Testing for Covid-19 will be offered to all Fife care home staff after criticism the region was not operating in line with national guidance.
A document issued to care home bosses by NHS Fife and Fife Health and Social Care Partnership (HSCP), stated that only “prioritised staff” should be tested, in cases where sending staff home would result in an increased risk to patients.
The Scottish Government confirmed the document was not in line with its policy that any care worker with symptoms should be tested through the NHS.
On Thursday, NHS Fife confirmed it would be reviewing the wording of the document.
NHS Fife’s director of public health Dona Milne said: “NHS Fife in conjunction with the Fife HSCP are in regular touch with all care homes in the kingdom to support their response to Covid-19, and have proactively encouraged participation in the health and social care staff testing programme from this sector.
“Care home managers can put their staff forward for testing and we are not aware of any care homes that have been denied access to testing for their staff.
“In addition to testing symptomatic care home staff, all consenting staff and residents are offered testing in homes where Covid-19 is known to be present, regardless of whether or not they are displaying symptoms and this is supported by our mobile Covid-19 testing team.”
Ms Milne added that Fife HSCP had set up a care home oversight group and a support team to provide rapid testing where needed and oversee the provision of personal protective equipment.

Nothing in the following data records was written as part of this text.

PR #843, opened 2025-11-18
RAG support 

### LINKED ISSUE #38: RAG
Support wiring a RAG to an agent

krissetto:
### RAG

I had some free time this past weekend so i started looking into the options we have around providing RAG support for cagent. This is one of our longest standing open issues #38, and it'd be awesome to support it in a comprehensive way.

The following PR is a proposal for how we could support giving agents access to knowledge bases via a variety of RAG approaches. The goal was to allow users to go from agent to agent + rag in a matter of minutes with minimal configuration required

### Screencast

https://github.com/user-attachments/assets/87cae5ea-6c14-41d1-99db-08518b2f6d2f

### Example config

Chunked embeddings RAG configuration (example files also included in the PR changes):

```yaml
agents:
  root:
    model: anthropic/haiku
    description: assistant that can search a knowledge base
    instruction: |
      You are a helpful assistant. You have access to a knowledge base you
      can use when it makes sense to do so, based on the user's question.
      If you receive sources from the knowledge base, always include them as
      a markdown list of links to local files at the very end of your response.
    rag: 
      - blork_knowledge_base

rag:
  blork_knowledge_base:
    description: documents about the blorks
    docs:
      - ./rag/docs
      - ./rag/blork_field_guide.txt
    strategies:
      - type: chunked-embeddings
        model: openai/text-embedding-3-small
        database: ./rag/chunked_embeddings.db
        threshold: 0.5
        vector_dimensions: 1536
        chunking:
          size: 1000
          overlap: 100
          respect_word_boundaries: true
```

The RAG space is quite open ended are there are lots of cool things we could support. I started with support for a handful of things as I was playing around, but this can be extended quite a lot more too.   

This PR currently includes:
- Background indexing of text-based documents;
- Automatic re-indexing of documents that have changed, been added, etc
- Support for chunked embeddings and bm25 retrieval strategies
- Support for using hybrid retrieval, which means gathering documents with more than one retrieval strategy and then "fusing" the results together
- When an agent is given access to one or more rag sources, it gets a new tool injected that it can use to query them

The changes consist mostly of new code that's isolated into a new `rag` package, examples and example fictitious docs to test the feature with. I tried to keep runtime changes minimal, only what was necessary to plug in rag support

The retrieval strategy concept is implemented in a way that the community can quite easily extend.

This PR is not perfect, but it is in a working state and could be merged as-is if we like the idea and want to iterate on it but, given the large amount of changes, I'm totally open to revising the approach.  

Let me know any thoughts, perplexities and if there are differing perspectives around how we should go about supporting RAG in the project, I'm looking forward to it :v:  

---

Closes #38


pkg/app/app.go
```diff
@@ -22,14 +22,25 @@ type App struct {
...
 		firstMessage:     firstMessage,
 		events:           make(chan tea.Msg, 128),
 		throttleDuration: 50 * time.Millisecond, // Throttle rapid events
 	}
+
+	// If the runtime supports background RAG initialization, start it
+	// and forward events to the TUI. Remote runtimes typically handle RAG server-side
+	// and won't implement this optional interface.
+	if ragRuntime, ok := rt.(runtime.RAGInitializer); ok {
+		go ragRuntime.StartBackgroundRAGInit(context.Background(), func(event runtime.Event) {
```
dgageot: This non-interruptible context is not great

pkg/team/team.go
```diff
@@ -74,6 +86,50 @@ func (t *Team) StopToolSets(ctx context.Context) error {
...
 }
+
+// RAGManagers returns the RAG managers for this team
+func (t *Team) RAGManagers() map[string]*rag.Manager {
+	return t.ragManagers
+}
+
+// InitializeRAG initializes all RAG managers in the background
+func (t *Team) InitializeRAG(ctx context.Context) {
+	if len(t.ragManagers) == 0 {
```
dgageot: not really needed

pkg/team/team.go
```diff
@@ -74,6 +86,50 @@ func (t *Team) StopToolSets(ctx context.Context) error {
...
+			} else {
+				slog.Info("RAG manager initialized successfully", "rag", mgr.Name())
+			}
+		}()
+	}
+}
+
+// StartRAGFileWatchers starts file watchers for all RAG managers
+func (t *Team) StartRAGFileWatchers(ctx context.Context) {
+	if len(t.ragManagers) == 0 {
```
dgageot: same

pkg/teamloader/teamloader.go
```diff
@@ -280,3 +303,26 @@ func getToolsForAgent(ctx context.Context, a *latest.AgentConfig, parentDir stri
...
+		return nil
+	}
+
+	// Filter managers for this agent
+	agentManagers := make(map[string]*rag.Manager)
+	for _, ragName := range agentConfig.RAG {
+		if mgr, exists := allManagers[ragName]; exists {
+			agentManagers[ragName] = mgr
+		} else {
+			slog.Warn("RAG source not found for agent", "rag", ragName)
```
dgageot: isn't that an error?

pkg/app/app.go
krissetto: good catch, missed this one, will fix

docs/USAGE.md
```diff
@@ -622,6 +622,239 @@ them to delegate tasks to other agents:
...
+
+Look for logs tagged with:
+- `[RAG Manager]` - Overall operations
+- `[Chunked-Embeddings Strategy]` - Chunked-embeddings retrieval
+- `[BM25 Strategy]` - BM25 retrieval
+- `[RRF Fusion]` / `[Weighted Fusion]` / `[Max Fusion]` - Result fusion
+
+### RAG Examples
+
+See `examples/` directory:
```
krissetto: note to self: update these

PR #868, opened 2025-11-19
Support CTRL-ENTER in the input window

jeanlaurent:
This add supporting CTRL-ENTER to add new line in the input window of the TUI.


dgageot:
@jeanlaurent Let's have @rockygeekz give it a go!

Issue #863, opened 2025-11-19
Implement a sequential agent and a parallel agent


dgageot:
See https://github.com/docker/cagent/issues/862

+ A sequential agent is probably a special case of the loop agent with only 1 iteration. Keeping the exit conditions can be useful
+ A parallel agent calls sub agents concurrently, with the same input. It them collects all the outputs and arranges them in the order of the agents, no matter in what order those gave their response.

riturajFi:
Hi @dgageot @rumpl @krissetto  , this is very interesting - would love to work on it!

riturajFi:
Hi @dgageot @rumpl @krissetto , this is very interesting - would love to work on it!``

krissetto:
Hey @riturajFi! I wouldn't take this issue right now, we're trying to scope things out here and figure out exactly how we'd like these features to work

riturajFi:
Sure @krissetto , i just want to make some contributions to some core agent/tool related issue with good impact. Would love it if you could assing something to me

ghost:
Resolved @dgageot

dgageot:
Let's close this one. It's been there for too long

PR #1908, opened 2026-03-03
Add background agent task tools for concurrent sub-agent dispatch (#863)

jfrey:
## Summary

Implements concurrent sub-agent orchestration from #863 by adding four background agent tools that mirror the existing shell background job pattern:

- **`run_background_agent`** — dispatch a named sub-agent task asynchronously, returns a task ID immediately
- **`list_background_agents`** — show all tasks with status and runtime
- **`view_background_agent`** — inspect live buffered output or final result by task ID
- **`stop_background_agent`** — cancel a running task

Tools are registered automatically for any agent that has `sub_agents` configured, alongside the existing `transfer_task` tool.

## Architecture

Handler and task tracking live in **`pkg/tools/builtin/agent/`**, following the same self-contained pattern as the shell tool in `builtin/shell.go`. A `Runner` interface abstracts the runtime dependency:

```go
type Runner interface {
    CurrentAgentSubAgentNames() []string
    RunAgent(ctx context.Context, params RunParams) *RunResult
}
```

`LocalRuntime` implements `Runner` and registers the handlers via thin delegation methods, matching the existing pattern used by `handleTaskTransfer`, `handleHandoff`, etc.

## Key design decisions

- **Session-scoped agent identity** — `session.WithAgentName` pins each background session to its target agent, so `RunStream` resolves configuration from the session rather than the shared `currentAgent` field. This eliminates the race between concurrent background tasks.
- **Async / fire-and-forget** — caller gets a task ID back immediately and polls with `view_background_agent`, matching the UX of shell background jobs
- **`ToolsApproved=true`** for background sessions — no user present to answer approval prompts; documented with a TODO for per-session permission scoping
- **Resource caps** — max 20 concurrent tasks, 100 total; completed tasks auto-pruned; live output buffer capped at 10 MB per task
- **Typed enum** — `taskStatus int32` with `iota`, `google/uuid` for task IDs
- **CAS-based status transitions** for safe concurrent stop/complete

## Test plan

- [x] 28 unit tests in `pkg/tools/builtin/agent/` with race detector
- [x] `go build ./...`, `go vet ./...` clean
- [ ] Manual test: build binary and exercise background agent dispatch in a team with sub-agents


pkg/runtime/background_agent.go
```diff
@@ -0,0 +1,400 @@
...
+	maxAgentOutputBytes = 10 * 1024 * 1024 // 10 MB
+)
+
+// agent task status constants — mirrors backgroundJob in shell.go
+const (
+	agentTaskRunning   int32 = iota
+	agentTaskCompleted int32 = iota
+	agentTaskStopped   int32 = iota
+	agentTaskFailed    int32 = iota
+)
```
dgageot:
```suggestion
const (
	agentTaskRunning   int32 = iota
	agentTaskCompleted
	agentTaskStopped
	agentTaskFailed
)
```

pkg/runtime/background_agent.go
```diff
@@ -0,0 +1,400 @@
...
+	maxConcurrentAgentTasks = 20
+	// maxTotalAgentTasks caps total stored tasks (running + completed) to prevent unbounded memory growth.
+	maxTotalAgentTasks = 100
+	// maxAgentOutputBytes caps the live output buffer per task, mirroring the shell tool's limit.
+	maxAgentOutputBytes = 10 * 1024 * 1024 // 10 MB
+)
+
+// agent task status constants — mirrors backgroundJob in shell.go
+const (
+	agentTaskRunning   int32 = iota
```
dgageot: We should maybe introduce a type for the enum rather than int32?

pkg/runtime/background_agent.go
```diff
@@ -0,0 +1,400 @@
...
+
+func newBackgroundAgentHandler(r *LocalRuntime) *backgroundAgentHandler {
+	return &backgroundAgentHandler{
+		r:     r,
+		tasks: concurrent.NewMap[string, *backgroundAgentTask](),
+	}
+}
+
+// newTaskID generates a unique, non-guessable ID for a background agent task.
+func newTaskID() (string, error) {
```
dgageot: Maybe use github.com/google/uuid?

pkg/runtime/background_agent.go
```diff
@@ -0,0 +1,400 @@
...
+	b := make([]byte, 8)
+	if _, err := rand.Read(b); err != nil {
+		return "", err
+	}
+	return fmt.Sprintf("agent_task_%d_%s", time.Now().Unix(), hex.EncodeToString(b)), nil
+}
+
+// runningTaskCount returns the number of currently running tasks.
+func (h *backgroundAgentHandler) runningTaskCount() int {
+	count := 0
```
dgageot:
```suggestion
	var count int
```

docs/plans/parallel-task-863.md
```diff
@@ -0,0 +1,179 @@
+# Plan: Background Agent Tasks (Issue #863)
```
dgageot: FWIW, we usually try to avoid committing those plans

dgageot (commented):
LGTM in general! Sorry, I left a few nit-picky comments. Feel free to ignore.
One of the things that could be better is that most of the code lives in the runtime package that we wish would be simpler. Do you think most of it could be extracted?

jfrey:
> LGTM in general! Sorry, I left a few nit-picky comments. Feel free to ignore. One of the things that could be better is that most of the code lives in the runtime package that we wish would be simpler. Do you think most of it could be extracted?

I'll take care of all those and will refactor the background agent into a builtin task.  It is similar to shell but has a dependency on some of the stream interfaces so I can work out an injectable interface for that to segregate the code more.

The now superseded staff testing guidance stated that only prioritised staff would be tested “due to limited testing capacity”.
It is understood the aim was to prioritise frontline staff over those in administrative roles.

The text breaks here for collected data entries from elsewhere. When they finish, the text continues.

PR #1921, opened 2026-03-04
Nightly scanner should be less nit-picky about docs

derekmisler:
## Summary

The nightly codebase scanner's documentation agent was filing issues about missing doc comments in Go source files (e.g., #1912). This PR scopes the documentation agent to only analyze `.md` files, raises the bar so it only reports high-impact issues, and fixes a `pipefail` crash in the auto-issue-triage workflow.

## Changes

**Nightly scanner documentation agent** (`nightly-scanner.yaml`):
- Restricted scope to `.md` files only — source code doc comments are no longer in scope
- Replaced the "what to look for" list with high-impact-only criteria: factually incorrect info, missing setup/build steps, broken critical links
- Expanded the "what to ignore" list to explicitly exclude style nits, typos, nice-to-have sections, and internal feature docs
- Added a default-to-`NO_ISSUES` directive so findings only get reported if they would genuinely block or mislead a contributor

**Auto-issue-triage workflow** (`auto-issue-triage.yml`):
- Fixed `grep` exit code 1 causing the "Parse agent result" step to fail under bash `pipefail` when the agent output contains no `RESULT:` marker (e.g., [this run](https://github.com/docker/cagent/actions/runs/22653191673))

## Test plan

- [ ] Trigger a dry-run of the nightly scan (`workflow_dispatch` with dry-run=true) and verify the documentation agent only analyzes `.md` files
- [ ] Verify the auto-issue-triage workflow no longer fails at the "Parse agent result" step when the agent doesn't output a result marker

### DIFF
--- a/.github/agents/nightly-scanner.yaml
+++ b/.github/agents/nightly-scanner.yaml
@@ -272,7 +272,13 @@ agents:
     model: claude-haiku
     description: Documentation gaps and improvements
     instruction: |
-      You analyze code for documentation issues. Only report significant gaps.
+      You analyze markdown documentation files for issues. Only report significant gaps.
+
+      ## ⚠️ SCOPE: Markdown files only
+
+      You MUST only report issues about `.md` files (README.md, CONTRIBUTING.md, etc.).
+      Do NOT report issues about source code files (.go, .py, .js, etc.) — missing
+      doc comments, package docs, or inline comments are out of scope.
 
       ## First: Read existing documentation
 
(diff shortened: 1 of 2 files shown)


.github/agents/nightly-scanner.yaml
```diff
@@ -272,7 +272,13 @@ agents:
     model: claude-haiku
     description: Documentation gaps and improvements
     instruction: |
-      You analyze code for documentation issues. Only report significant gaps.
+      You analyze markdown documentation files for issues. Only report significant gaps.
```
krissetto, line 275: shouldn't we maybe expand it to the actual gh pages style docs as well?

derekmisler: Those were just turned into markdown files, so I _think_ this'll work? I'll keep an eye on it.

PR #1940, opened 2026-03-05
history: Fix loading very long lines

vvoland:
Fix cagent crashing and then failing to start with `failed to initialize command history: bufio.Scanner: token too long`.

Replace bufio.NewScanner with json.NewDecoder for reading history entries.

The scanner has a default 64KB line limit which causes failures when loading very long history entries.

json.Decoder handles newline-delimited JSON streams naturally without size restrictions, simplifying the code and fixing the long message issue.

### DIFF
--- a/pkg/history/history.go
+++ b/pkg/history/history.go
@@ -1,8 +1,8 @@
 package history
 
 import (
-	"bufio"
 	"encoding/json"
+	"io"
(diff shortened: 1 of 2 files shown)


dgageot:
@vvoland The review agent seems to be right about the error handling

A flowchart was included, which advised against testing unless a member of staff displaying symptoms worked in a team with little or no resilience to absorb the workload or their absence was likely to risk the health of patients or the wider population.

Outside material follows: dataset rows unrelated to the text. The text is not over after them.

PR #1944, opened 2026-03-05
Auto-pull DMR models in non-interactive mode

### LINKED ISSUE #1856: With the docker model runner provider, cagent does not download the model anymore (if not present)
With the docker model runner provider, cagent does not download the model anymore (if not present)

- I'm using `cagent` `1.27.0` (but it was already the case with the previous version)
- `cagent` is running in devcontainer

This is my configuration:
```yaml
agents:
  root:
    
    model: cooking
    skills: true
    num_history_items: 5
    description: Bob, Expert Home Cook Mentor
    instruction: |
      You name is Bob.
      # Role: Expert Home Cook Mentor
      You are a warm, knowledgeable, and highly practical Home Cook Mentor. Your goal is to make cooking accessible, safe, and successful for everyone, regardless of skill level.

models:

  cooking:
    provider: dmr
    model: huggingface.co/menlo/jan-nano-128k-gguf:Q4_K_M
```

dgageot:
Fixes #1856

## Problem

When running cagent with `provider: dmr` in a devcontainer (or any non-interactive environment), `pullDockerModelIfNeeded` detected a non-interactive terminal via `term.IsTerminal()` and silently returned `nil` — skipping the model pull entirely. The client was created successfully but subsequent inference calls failed because the model was never downloaded.

## Solution

- **Auto-pull in non-interactive mode**: Instead of silently skipping, automatically pull the missing model without prompting. Interactive mode still prompts for user confirmation as before.
- **Check model existence first**: Moved the `modelExists` check before the interactivity check so we skip the pull early when the model is already present, regardless of mode.
- **Extract `confirmModelPull`**: Separated the confirmation concern from the pull logic for better readability.

## Also included

- Improvements to the `user_prompt` TUI dialog: customizable title, free-form text input, updated navigation keys and tests.

### DIFF
--- a/pkg/model/provider/dmr/client.go
+++ b/pkg/model/provider/dmr/client.go
@@ -971,19 +971,39 @@ func parseDMRProviderOpts(cfg *latest.ModelConfig) (contextSize *int64, runtimeF
 }
 
 func pullDockerModelIfNeeded(ctx context.Context, model string) error {
-	// Check if running in interactive mode (stdin is a terminal)
-	interactive := term.IsTerminal(int(os.Stdin.Fd()))
-	if !interactive {
-		// In non-interactive mode (CI / Servers), do not attempt to pull the model
-		return nil
-	}
-
 	if modelExists(ctx, model) {
 		slog.Debug("Model already exists, skipping pull", "model", model)
 		return nil
 	}
 
-	// Prompt user for confirmation in interactive mode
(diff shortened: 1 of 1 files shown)


dgageot:
@k33g is that what you want?

k33g:
> @k33g is that what you want?

Yes @dgageot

Mahri Edgar, who manages Glenburnie Care Home in Leven, described the mismatch between the advice given at local and national levels as “misleading”.
She added: “I understand that limited resources, and also the fact that self isolation remains the greatest precaution, poses the need for a criteria to be set but saying that they are testing all key workers is misleading.
“I would want staff who are from a struggling service to be put before those of services that are resilient to protect the care of residents, but the message from the government saying that all staff can be tested freely does not match practice.
“We should not have to say that we have little or no resilience before getting testing done.”